沈清寧在酒吧見到了老公季川的情人。
叫程夏。
是個穿著紅色裙子,長相明媚的女人。
季川把玫瑰花送給程夏時,她雙臂主動勾住他脖子踮腳吻了上去。
長達十分鐘的法式長吻最后在周遭人的起哄中結束。
“川哥,你不行啊,才這么點時間?”
季川好兄弟孟征打趣。
兩人打小認識,現在是他的助理。
程夏立馬護著季川回懟:“孟征,你怎么說話呢?我阿川哥哥可不像你,還沒一支煙的功夫長,我們厲害著呢。

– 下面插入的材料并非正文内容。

PR #4306, opened 2023-03-22
Daemon server rust port

arlyon:
### Description

This ports the daemon server to rust, leaving only run an prune in go-land. This needs some polish but I would like to get some feedback now. I have also added a flag for running the grpc server over http instead, which is useful for debugging. It has support for reflection, so can be used via postman or grpcurl.

For code reviews, it should be ok to go in commit-order.

Outstanding parts:

- [ ] incomplete tests
- [ ] final windows support (UDS)
- [ ] a number of unwraps

 Out of scope (for now):

- startup performance pass

### Testing Instructions

This is a drop-in replacement for the go server, so `turbo run` in any repo should work identically.


crates/globwatch/examples/cancel.rs
```diff
@@ -0,0 +1,43 @@
...
+        let span = info_span!("config_fut");
+        let _ = span.enter();
+        for x in 0..5 {
+            info!(parent: &span, "iteration {}", x);
+            config
+                .include("/Users/arlyon/Programming/globwatch/src/**".to_string())
+                .await;
+            tokio::time::sleep(Duration::from_secs(1)).await;
+            config
+                .exclude("/Users/arlyon/Programming/globwatch/src/**".to_string())
```
mehulkar, line 33: We are all arlyon now!

crates/globwatch/readme.md
```diff
@@ -0,0 +1,27 @@
+# Globwatch
+
+> Watch a set of globs efficiently
+
+This library provides an async interface over notify and glob-match to
+efficiently watch a list of globs. Where possible it attempts to minimize the
```
mehulkar, line 6:
```suggestion
watch a list of globs. Where possible it attempts to minimize the
```

nit: redundant. I don't think anyone would ever claim the opposite :). And the explanation of how it's efficient is already way better than the claim!

crates/globwatch/src/lib.rs
```diff
@@ -0,0 +1,361 @@
+//! A wrapper around notify that allows for glob-based watching.
+//!
+//! ## What is flushing?
```
mehulkar, line 3: 🚽

crates/globwatch/src/lib.rs
```diff
@@ -0,0 +1,361 @@
...
+            .map_err(|_| ConfigError)?;
+        rx.await.map_err(|_| ConfigError)
+    }
+}
+
+/// Gets the minimum set of paths that can be watched for a given glob,
+/// specified in minimatch glob syntax.
+///
+/// note: it is currently extremely conservative, handling only **, braces, and
+/// ?. any other case watches the entire directory.
```
mehulkar, line 275:
```suggestion
/// note: it is currently extremely conservative, handling only **, braces, and ?.
/// Any other case watches the entire directory.
```

`?` was lonely on its own line

crates/globwatch/src/lib.rs
```diff
@@ -0,0 +1,361 @@
...
+    #[test_case("foo/**", vec!["foo"])]
+    #[test_case("foo/{a,b}", vec!["foo/a", "foo/b"])]
+    #[test_case("foo/*/bar", vec!["foo"])]
+    #[test_case("foo/[a-d]/bar", vec!["foo"])]
+    #[test_case("foo/a?/bar", vec!["foo"])]
+    #[test_case("foo/ab?/bar", vec!["foo/a", "foo/ab"])]
+    #[test_case("foo/ab?c?", vec!["foo/a", "foo/ab", "foo/abc", "foo/ac"])]
+    // todo: this should be ["foo/a/a", "foo/a/ab", "foo/b/a", "foo/b/ab"]
+    #[test_case("foo/{a,b}/ab?", vec!["foo/a", "foo/b"])]
+    fn test_handles_doublestar(glob: &str, paths_exp: Vec<&str>) {
```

”
孟征一米九,長得粗獷,又是季川的人,平時沒人敢隨意打趣他。
但程夏不同。
她曾經救過季川和孟征的命,因此三人關系不是一般的好。
孟征不以為意:“厲害?多厲害?”
程夏仰頭看季川,兩人視線交纏:“阿川,我能說嗎?”
季川滿眼寵溺,菲薄唇瓣勾起笑:“還是別說了,我怕打擊某人自信心。”
“你們隨便打擊,我一個單身狗不怕,對了,我什么時候能喝上你們喜酒?我都快等不及了。”
當年兩人沒能在一起,孟征經常為他們意難平。
重新走在一起后,便開始催婚。
季川沉默,他不想提離婚,而是想讓沈清寧提。
每次和程夏發生關系都會在身上留下多多少少的證據,讓她主動提離婚,可她總像沒看到一樣。

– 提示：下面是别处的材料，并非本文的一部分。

PR #4308, opened 2023-03-22
Consolidate task outputs

gsoltis:
### Description

 - Moves all task output into `TaskCache`. This is unlikely to be its final home, but it at least consolidates it.
 - Makes some slight behavior changes: turbo errors that happen during a task now have the task prefix in front of them. In general, any output related to a particular task will run through the `TaskCache` instance for that task in preparation for saving all of it together.

### Testing Instructions

Existing integration tests, including the new one for task failures

### DIFF
--- a/cli/internal/run/real_run.go
+++ b/cli/internal/run/real_run.go
@@ -10,7 +10,6 @@ import (
 	"sync"
 	"time"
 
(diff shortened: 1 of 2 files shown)


anthonyshew:
Just cleaning up some stale stuff!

程夏見季川不說話,挽住他胳膊:“我程夏從來不是那種世俗的人,不在乎那些虛名,只要阿川心里有我就行了。”
“季總,程小姐不在乎歸不在乎,你心意得到,不然會寒了人家的心的。”江云宴晃著高腳杯幽幽開了腔。
他似沒骨頭般倚在黑色皮質沙發上,長腿隨意交疊。
低著頭,身子處在暗影中,只能依稀看到優越的面部線條。
他也是季川好友之一。
沈清寧對他了解的不多。
只知道是個神秘的富二代。
手段極狠,愛好特殊,喜歡有夫之婦。
因為長了雙看狗都深情的眼,不知道破壞了多少家庭。
“呵!”遲遲不說話的季川懶懶發出一道嗤笑:“夏夏是我心頭摯愛,我肯定會娶,只是暫時還沒想好怎么和家里那位說離婚罷了。”

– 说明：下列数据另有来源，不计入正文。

PR #4309, opened 2023-03-22
Tests for Vercel Run uploads

mehulkar:


mehulkar:
@NicholasLYang I updated this to a node server instead of python and am seeing better results with the issue where it was having trouble consistently killing the server. I think I want to defer using the Rust crate. It'll need a bit more work that I'm not prepared to do right now:

- keep track of and expose the pid to kill afterwards
- write port to a file so test can use it and point TURBO_API to it
- customize response somehow (i want a runID in my test that is used later in the test, so hardcoding in the general mock server doesn't make as much sense to me)

I made some progress on these in another branch but then had trouble making the server run from the integration test context and decided to timebox myself. I'll put these changes in another branch if you can spot what I'm doing wrong

turborepo-tests/integration/tests/run_summary/spaces.t
```diff
@@ -0,0 +1,89 @@
...
+
+Kill what's running on port 8000 first, but also return 0 exit code if nothing is running on 8000
+  $ PID=$(lsof -t -i:8000 2>/dev/null) && [[ -n $PID ]] && kill $PID || true
+
+Start mock server. Note if anything fails in the test run after this,
+the cleanup step won't run at the end so we have to be careful
+send stdout and stderr to /dev/null and also background the server
+  $ node "${TESTDIR}/mock-api.js" --port 8000 &
+
+Run turbo. Since we have a --token (Note: remote caching will be turned on, and there isn't a way to turn it off for this test)
```
arlyon, line 13: > Since we have a --token

Incomplete sentence?

arlyon (approved):
Approving as a fix-ship

PR #4310, opened 2023-03-22
Add svelte app into kitchen sink example

mehulkar:


mehulkar:
I haven't had a chance to finish this, and considering I'll be out for a couple months, I think it's better to close this down right now

PR #4312, opened 2023-03-22
Don't hash env var when the value is an empty string

mehulkar:


cli/internal/env/env.go
```diff
@@ -68,8 +68,12 @@ func (evm EnvironmentVariableMap) mapToPair(transformer func(k string, v string)
...
 func (evm EnvironmentVariableMap) ToSecretHashable() EnvironmentVariablePairs {
 	return evm.mapToPair(func(k, v string) string {
-		hashedValue := sha256.Sum256([]byte(v))
-		return fmt.Sprintf("%v=%x", k, hashedValue)
+		if v != "" {
+			hashedValue := sha256.Sum256([]byte(v))
+			return fmt.Sprintf("%v=%x", k, hashedValue)
+		}
+
+		return fmt.Sprintf("%v=%s", k, "")
```
tknickman, line 76: 👍🏼

tknickman (approved):

PR #5915, opened 2023-09-08
chore: add error to prefixed UI

chris-olszewski:
### Description

In Go the prefix UI has output/warn/error methods that we use to write and prefix writes. This PR changes the prefixed UI in two external ways:
 - adds the error method
 - no longer require all prefixes to be provided, matching the behavior in Go

I'd suggest reviewing each commit on it's own as I tried to make sure each one was a contained change.

### Testing Instructions

Added new unit tests. The real testing will come when we use this in run and can check for Go parity.

Closes TURBO-1316


crates/turborepo-ui/src/prefixed.rs
```diff
@@ -14,58 +14,84 @@ use crate::UI;
...
         Self {
             ui,
-            output_prefix,
-            warn_prefix,
             out,
             err,
+            output_prefix: None,
+            warn_prefix: None,
+            error_prefix: None,
+            default_prefix: Style::new().apply_to(String::new()),
```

孟征恍然大悟:“原來是這樣,我就說嘛,川哥愛了夏夏姐那么多年,怎么可能會愛上別的女人,川哥,你如果沒想到好辦法,我幫你想個怎么樣?”
“說說看。”
孟征身子往他那邊探過去:“法子很簡單,找個男人把她睡了,再找點記者拍下來,她出軌,離婚必須凈身出戶啊,這樣錢一分不用分她,你和夏夏姐還能有情人終成眷屬。”
季川點頭:“我覺得不錯。”
聽到季川這句,沈清寧心徹底涼了。
其實早就發現他外頭有人了。
她只是固執的不愿相信,那個曾經為了自己可以舍棄性命的男人會變心罷了。